Figure 1: The economic severity index in Poland and the UK
By contrast, in Poland masks were made compulsory even on empty streets, schools were fully opened for only six weeks, and those in quarantine were checked on regularly by police officers. But remote work was only strongly pushed for a few scattered weeks. For most of the past year, Poles could still go to a shopping mall or even visit a sauna. Our intuition is that the Polish approach put less burden on the economy, while the British one is probably more effective in limiting virus transmission.
This is supported by the data relating to the total death toll of the pandemic. We use a measure of ‘excess mortality’ (number of deaths above the five-year average) as these data are free from potential differences in (mis)reporting and classification. During the first wave in spring 2020, early and tight lockdown in Poland resulted in virtually no excess deaths, while in the UK delayed restrictions led to excess mortality of over 100%. But then the situation was almost the reverse during the second, autumn wave. In the year between March 2020 and March 2021, the UK lost almost 121,000 additional lives, while Poland lost more than 95,400. In relation to the country’s respective populations – with the UK being 80% more populous – Poland had 42% higher excess mortality per capita. Virtually all of the difference falls on the second wave.
Services suffer, manufacturing booms
Moreover, the composition of the Polish economy also makes it more resilient to lockdown measures.
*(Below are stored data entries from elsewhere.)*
PR #1497, opened 2024-11-13
Fix symbolic call graphs for factoring phase estimates

fpapa250:
- Adds symbolic type checking for remaining ECC bloqs (https://github.com/quantumlib/Qualtran/issues/1476)
- Adds DecomposeTypeErrors for bloqs which can't be symbolically decomposed
- Both call graphs for factoring phase estimates work for symbolic arguments
- Adds decomposition for MeasureQFT bloq to allow for call graphs of the phase estimation bloqs

### DIFF
--- a/qualtran/bloqs/factoring/_factoring_shims.py
+++ b/qualtran/bloqs/factoring/_factoring_shims.py
@@ -13,13 +13,29 @@
 #  limitations under the License.
 
 from functools import cached_property
-from typing import Optional, Tuple
+from typing import Dict, Optional, Tuple
 
+import numpy as np
+import sympy
 from attrs import frozen
 
-from qualtran import Bloq, CompositeBloq, DecomposeTypeError, QBit, Register, Side, Signature
+from qualtran import (
+    Bloq,
+    BloqBuilder,
+    DecomposeTypeError,
+    QBit,
+    QUInt,
+    Register,
+    Side,
+    Signature,
+    Soquet,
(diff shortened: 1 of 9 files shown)


qualtran/bloqs/factoring/_factoring_shims.py
```diff
@@ -30,8 +46,21 @@ class MeasureQFT(Bloq):
     def signature(self) -> 'Signature':
         return Signature([Register('x', QBit(), shape=(self.n,), side=Side.LEFT)])
 
-    def decompose_bloq(self) -> 'CompositeBloq':
-        raise DecomposeTypeError('MeasureQFT is a placeholder, atomic bloq.')
+    def build_composite_bloq(self, bb: 'BloqBuilder', x: Soquet) -> Dict[str, 'SoquetT']:
```
NoureldinYosri, line 49: since this shim has a decomposition now should it become a bloq ?

fpapa250: I'll leave that up to @mpharrigan. We added this decomposition a few PRs back (or meant to), but it got clobbered when merging two separate PRs touching this file (my mistake). I think the goal eventually is to use the phase_estimation bloqs, but for now I just added this so it could decompose entirely into leaf bloqs.

NoureldinYosri (approved):
apart from the `MeasureQFT` which I think should become a bloq, LGTM

PR #1500, opened 2024-11-21
More explicit documentation of endianness

mpharrigan:
This needs to be _so_ explicit in class docstrings, as it is a common source of confusion and error. 

@ncrubin


ncrubin (approved):
LGTM

mhucka (approved):
These are so straightforward that I can probably offer an approval even though I'm not knowledgeable about Qualtran.

LGTM.

tanujkhattar (approved):

PR #1503, opened 2024-11-30
Add list primitives from Quartic speedups paper

anurudhp:
implement the following primitives from https://arxiv.org/abs/2406.19378
- `SortInPlace`
- `SymmetricDifference`
- `HasDuplicates`

part of #1348


anurudhp:
@tanujkhattar ptal

tanujkhattar (approved):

In 2019, 27% of workers were employed in sectors that were later directly affected by the lockdown (such as hospitality or tourism), compared with 34% in the UK and 37% in Spain, according to Eurostat. Since a smaller part of the economy had to hibernate, the direct effect on GDP was less negative. But there was also a second, indirect, channel. Poland is the only big EU country that has a growing share of manufacturing in both employment and production. This kept more of the economy humming when the services sector had to be locked down. Also, thanks to this, the country was able to benefit from the global shift in consumption from services to durable goods induced by the pandemic.
Size matters too. A big domestic market reinforces the positive effects of the business-friendly lockdown and a resilient economic make-up. Smaller countries in the region, such as Hungary or Slovakia, are more dependent on the economic situation in the rest of Europe. The larger economic fallout in Germany or the UK will thus drag down smaller economies more.
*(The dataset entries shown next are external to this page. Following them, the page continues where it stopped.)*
PR #501, opened 2016-12-10
Update Jackson to 2.8.5

jensraaby:
There are 2 code changes:
- use non generic factory method 'writerWithPrettyPrinter'
- replace deprecated exception method

### DIFF
--- a/build.sbt
+++ b/build.sbt
@@ -417,8 +417,8 @@ lazy val streaming = circeModule("streaming", mima = previousCirceVersion)
 lazy val jackson = circeModule("jackson", mima = previousCirceVersion)
   .settings(
     libraryDependencies ++= Seq(
-      "com.fasterxml.jackson.core" % "jackson-core" % "2.5.3",
-      "com.fasterxml.jackson.core" % "jackson-databind" % "2.5.3"
+      "com.fasterxml.jackson.core" % "jackson-core" % "2.8.5",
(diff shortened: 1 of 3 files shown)


travisbrown:
Thanks for doing this, @jensraaby. I'd like to leave this open for a while (probably at least a week or two) to make sure that anyone who needs the older Jackson version is able to upgrade.

We should probably ask around in the Finch Gitter room in particular, since finch-circe provides support for using Jackson for parsing and printing, and this change will force all finch-circe users to be on the newer Jackson release.

travisbrown:
@jensraaby An alternative approach would be to split circe-jackson into its own repo in the new circe organization and cross-publish it for multiple Jackson releases. I don't really want to have circe-jackson25, circe-jackson26, etc. in the circe build itself, but it seems totally reasonable to promote this to a new repo and have those modules there.

jensraaby:
Thanks for the information. I've had issues with multiple Jackson versions before (like this https://github.com/twitter/twitter-server/issues/4)

jensraaby:
Sorry that link should have been  #43

travisbrown:
I'm going to go ahead and merge this, filter-branch the circe-jackson source into the new circe-jackson repo I've got set up, and then we can delete all the circe-jackson stuff in this repo in a follow-up PR.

Because of its size, Poland’s domestic economy could in part compensate for the loss of external demand. Poland and the UK pursued different paths during the first and second waves of COVID, providing a natural experiment on how the form and timing of lockdown policies can affect economic slowdown and virus containment. Moreover, the sectoral composition of the economy and geographical distribution of the population also play crucial roles. Although the performance of the Polish economy during the pandemic appears surprisingly robust, we do not think it was the result of a thought-through strategy. On the contrary, percentage points in GDP figures can never justify the price of almost 100,000 excess deaths. As the first wave in Poland demonstrated, this is a price that was entirely avoidable.